Without omitting anything, copy every entry word for word.
-- The input follows --
Issue #690, opened 2024-05-26
Button Web Component doesn't treat "isDisabled" as a boolean type


petemill:
This does not result in a disabled button:
```
<leo-button id="clickable" isDisabled>Disabled button</leo-button>
```

This does:
```
<leo-button id="clickable" isDisabled="anything">Disabled button</leo-button>
```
-- The input concluded --
◆ **Reply to the task**
Issue #690, opened 2024-05-26
Button Web Component doesn't treat "isDisabled" as a boolean type


petemill:
This does not result in a disabled button:
```
<leo-button id="clickable" isDisabled>Disabled button</leo-button>
```

This does:
```
<leo-button id="clickable" isDisabled="anything">Disabled button</leo-button>
```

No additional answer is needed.